I think this will be increasingly questioned and resisted by individuals paying to study at university. Both students and staff will suffer this disconnect caused by institutions not employing available online technologies and standards rapidly enough. There is a legacy of universities expecting and being expected to provide online tools to staff and students. This was useful and necessary several years ago, but it’s now quite possible for individuals in the UK to study, learn and work apart from any institutional technology provision. For example, Google provides many of these tools and will have a longer relationship with the individual than the university is likely to.

Many students and staff are relinquishing institutional technology ties and an indicator of this is the massive % of students who do not use their university email address (96% in one case study).
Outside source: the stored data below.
PR #49, opened 2026-09-04
Stateable: timestamps: (<state>_at stamping) and per-event before_/after_<event> hooks

VSN2015:
## Summary

Two things every real state machine grows within a week of adoption:

**1. `timestamps:` — "when did it enter this state?"**

```ruby
stateable_by :status, states: %i[draft review published archived], default: :draft,
             timestamps: true,                        # or %i[published archived]
             transitions: { publish: { from: %i[draft review], to: :published }, archive: { to: :archived } }

article.publish!       # status = "published" AND published_at = Time.current — one update!
article.archived!      # direct setters, transition_to! and transition_all stamp too
```

- Stamps `<state>_at = Time.current` in the **same `update!`** as the state change, so there is no window where the state is set but the stamp is not.
- The default state is **not** stamped on create; re-entering a state re-stamps it and leaves the other stamps alone (`published_at` answers "when was it *last* published").
- Columns are checked at class load with a typed `:datetime` migration hint, **after** the states are validated — a typo in `timestamps: %i[publsihed]` reads as an unknown state, not a missing column.
- `Model.stateable_timestamps` lists the stamped states.

**2. Per-event hooks `before_<event>` / `after_<event>`**

```ruby
def before_publish = check_embargo!
def after_publish  = notify_subscribers
```

- Plain instance methods, looked up by the **affixed** event name (`before_status_publish` with `prefix: true`), skipped when undefined.
- Fire inside the generic pair and the same transaction: `before_transition → before_<event> → write → after_<event> → after_transition`. A raising hook rolls the state change back.
- Like the generic hooks, guarded transitions only — direct setters and `transition_to!` bypass them; `transition_all` fires them once per record.

No behaviour change for models that declare neither.

## Docs

- `README.md` — new "Timestamps and per-event hooks" block in the Stateable section.
- `docs/concerns/stateable.md` — `<state>_at` columns row, `timestamps:` and `lock:` config rows (the latter was undocumented in the table), hook order in the `<event>!` row, two Notes bullets.

```
### Added
- **Models::Stateable**: `stateable_by … timestamps: true` (or a list of
  states) stamps `<state>_at = Time.current` in the same write as the state
  change, for guarded events, direct setters, `transition_to!` and
  `transition_all`; the columns are checked at class load. Per-event hooks
  `before_<event>` / `after_<event>` fire inside the generic
  `before_transition` / `after_transition` pair and the same transaction.
```

## Test plan

- [x] +14 examples: stamping via guarded event, direct setter, `transition_to!` and `transition_all`; default not stamped on create; re-entry re-stamps only that state; a state subset leaves unlisted states unstamped; introspection; missing column → typed hint; unknown state and bad option type rejected. Hook order and event isolation; raising `after_<event>` rolls back; affixed hook name (and the un-affixed one is ignored); setters/`transition_to!` bypass; once per record via `transition_all`.
- [x] Full suite: 1271 examples, 0 failures (98.30%).
- [x] RuboCop clean.

### DIFF
--- a/lib/concerns_on_rails/models/stateable.rb
+++ b/lib/concerns_on_rails/models/stateable.rb
@@ -31,8 +31,20 @@ module ConcernsOnRails
     #
     # Plus a generic `transition_to!(state)`.
     #
-    # Options for stateable_by: default:, transitions:, prefix:, suffix:, lock:
-    # (prefix:/suffix: take `true` to use the field name, or a literal string/symbol).
+    # Per-event hooks: define `before_<event>` / `after_<event>` (affixed like the
+    # event method — `before_status_publish` with prefix: true) and they fire
+    # around that guarded transition, inside the generic before_transition /
+    # after_transition pair and the same transaction.
+    #
+    # `timestamps: true` (or a list of states) stamps `<state>_at = Time.current`
+    # in the same write as the state change — guarded events, direct setters
+    # and transition_to! alike — so "when was it published / archived?" needs no
+    # callback. The columns are checked at macro time (typed :datetime in the
+    # migration hint); the default state is not stamped on create.
+    #
+    # Options for stateable_by: default:, transitions:, prefix:, suffix:, lock:,
+    # timestamps: (prefix:/suffix: take `true` to use the field name, or a
+    # literal string/symbol).
     #
     # Notes:
     #   * String columns only (store the state name) — not integer-backed like Rails enum.
@@ -53,7 +65,7 @@ module ConcernsOnRails
       class InvalidTransition < StandardError; end
 
       # Valid stateable_by keyword options (everything besides field/states:).
-      OPTIONS = %i[default transitions prefix suffix lock].freeze
+      OPTIONS = %i[default transitions prefix suffix lock timestamps].freeze
 
       included do
         class_attribute :stateable_field, instance_accessor: false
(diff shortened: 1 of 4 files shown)


lib/concerns_on_rails/models/stateable.rb
```diff
@@ -63,18 +75,21 @@ class InvalidTransition < StandardError; end
         class_attribute :stateable_prefix, instance_accessor: false
```
VSN2015, line 75: Executing before/after event hooks around transitions allows specific event side-effects without bloating state transition declarations.

lib/concerns_on_rails/models/stateable.rb
```diff
@@ -209,29 +247,44 @@ def stateable_apply_default
       # With `lock: true` the guard is re-checked under a row lock (with_lock
       # reloads, so the state read is the committed one) — closing the
       # check-then-write race between two concurrent transitions.
-      def stateable_perform_transition!(field, to, from, event)
+      def stateable_perform_transition!(field, to, from, event, name)
```
VSN2015, line 250: Automatically updating `<state>_at` columns records timestamps for lifecycle tracking and SLA reporting.

VSN2015 (commented):
LGTM! Stamping `<state>_at` timestamps alongside transition callbacks (`before_<event>` / `after_<event>`) delivers complete state transition auditing and hook points.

In the UK, universities are keen to accept mature, work-based and part-time students. For these students, university is just a single part of their lives and should not require the development of a digital identity that mainly serves the institution, rather than the individual.

How would it work?

Students identify themselves with their OpenID, which authenticates against a Shibboleth Service Provider. ((See the JISC Review of OpenID.)) They create, publish and syndicate their course work, privately or publicly using the web services of their choice. Students don’t turn in work for assessment, but rather publish their work for assessment under a CC license of their choice.

It’s basically a PLE project blueprint with an emphasis on identity and data-portability. I’m pretty sure I’m not going to get a fully working model to demonstrate by the end of the course, but I will try to show how existing technologies could be stitched together to achieve what I’m aiming for. Of course, the technologies are not really the issue here, the challenge is showing how this might work in an institutional context.

I think it will be possible to show how it’s technically possible using a single platform such as WordPress which has Facebook Connnect, OAuth, OpenID, Shibboleth and RPX plugins. WordPress is also microformat friendly and profile information can be easily exported in the hCard format. hResume would be ideal for developing an academic profile. The Diso project are leading the way in this area.

Similar projects:

UMW Blogs?

Open Technology:

OpenID, OAuth, RPX, Shibboleth, RSS, Atom, Microformats, XMPP, OPML, AtomPub, XML-RPC + WordPress

Open Content / Licensing:

I’ll look at how Creative Commons licensing may be compatible with our staff and student IP policies.

Open Pedagogy

No idea. This is a new area for me. I’m hoping that the Mozilla/CC Open Education course can point me in the right direction for this. Maybe you have some suggestions, too?